# I'm a Belgian...like Stromae



## PabloElFlamenco (Jun 5, 2014)

...and now that I've probably turned most of you off, I may safely put in a good word for a musician I particularly appreciate without being accused of rash plugging: Stromae is the good man's name (Maestro spelled by switching the order of syllables from the original word).

He sings in the french language, which he manipulates to excellent effect. This song 



 is "Papaoutai" (papa où t'ès, daddy wheyou?). His dad was Rwandan. In this song he sings things like "everybody's talkin'" 'bout how to make babies but nobody's teachin' 'bout how to make' daddies". In another song he sings about the little blue bird twitting away hashtag this hashtag that... or, yet, "why I even have an Aryan friend" which, in French, could be interpreted as "why I even have a worthless friend"... and "formidable" he turns into "fort minable" (formidable as against most gauche).

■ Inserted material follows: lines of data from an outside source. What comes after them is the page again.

PR #862, opened 2020-07-06
Register button leads directly to SSO registration page

kriscooke:
Direct link to SSO registration page per [GGIRCS-1703](https://youtrack.button.is/issue/GGIRCS-1703).

Adds 2 public runtime env variables to the Next config: 
- `HOST`
  * to compute the post-registration `redirect_uri`
- `NAMESPACE`
  * to compute the keycloak namespace to link to (ie: `sso[-dev|-test].pathfinder` vs. `sso.pathfinder`)

### Decision: 
We've decided to ship this for now without support for post-registration redirects, due to some difficulties that would add precious time to debug before impending use by the public. We'll prioritize and revisit support at a later date. Those difficulties are:
- Return trip to `/login` after registering returns a 403 (however the user is still created, and subsequently clicking "Login" automatically logs them in).
  - the login service improperly decodes the `redirectTo` query param. Not sure why or how relevant.
- Failing Storyshots test suite related to using the router in the Header component.

~TODO:~
- ~Ensure `redirectTo` query param is respected~

### DIFF
--- a/app/components/Layout/Header.tsx
+++ b/app/components/Layout/Header.tsx
@@ -49,9 +49,9 @@ const HeaderLayout = ({isLoggedIn = false, isRegistered = false}) => (
                 ) : (
                   <Form.Row>
                     <Col>
-                      <LoginButton type="submit" variant="outline-light">
-                        Register
-                      </LoginButton>
+                      <Link href="/register">
+                        <a className="btn btn-outline-light">Register</a>
+                      </Link>
                     </Col>
                     <Col>
                       <LoginButton type="submit" variant="outline-light">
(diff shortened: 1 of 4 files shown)


app/components/Layout/Header.tsx
```diff
@@ -2,6 +2,10 @@ import React from 'react';
 import {Row, Col, Form, Button} from 'react-bootstrap';
 import Link from 'next/link';
 import LoginButton from 'components/LoginButton';
+import getConfig from 'next/config';
+
+const {NAMESPACE, HOST} = getConfig()?.publicRuntimeConfig;
+const registrationUrl = `https://sso${NAMESPACE}.pathfinder.gov.bc.ca/auth/realms/pisrwwhx/protocol/openid-connect/registrations?client_id=cas-ciip-portal&response_type=code&scope=openid&redirect_uri=${HOST}/login?auth_callback=1`;
```
matthieu-foucault, line 8: Can we do a redirect on the server-side on a GET request to `/register` instead of having this registrationUrl defined here? 
The components of the keycloak registration URL are available on the server in the `kcConfig` variable (`auth-server-url`, `realm`, `resource`)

For those who fear this young man would be merely a poet's poet, his music is a particularly danceworthy mix of techno, Congolese rumba, mexican trumpet and more, most capably mixed into a spectacular wall of sound.

He may be a weirdo, but ... like!
Paul


----------



## Jos (Oct 14, 2013)

Yeah Paul, seconded !
One of the very few musicians my kids and I agree on!!

Cheers,
Jos


----------



## PabloElFlamenco (Jun 5, 2014)

Yes Jos, the credit's all Mr. Paul van Haver's (Stromae's real name). Last saturday, Irène and I went to see his concert at the Arras (North France) open air festival, it was a fantastic show and the public, to a very large extent Flemish AND French-speaking Belgians, and French people of course, by all accounts (for the loud singing they did!) seemed to know the lyrics to all his songs. 
Most impressive, a very, very talented and resourceful young musician, he is. I MUST get me one of his polo shirts...(he's got an attractive line of clothes, too...resourceful, I said!).

Greetings
Paul


----------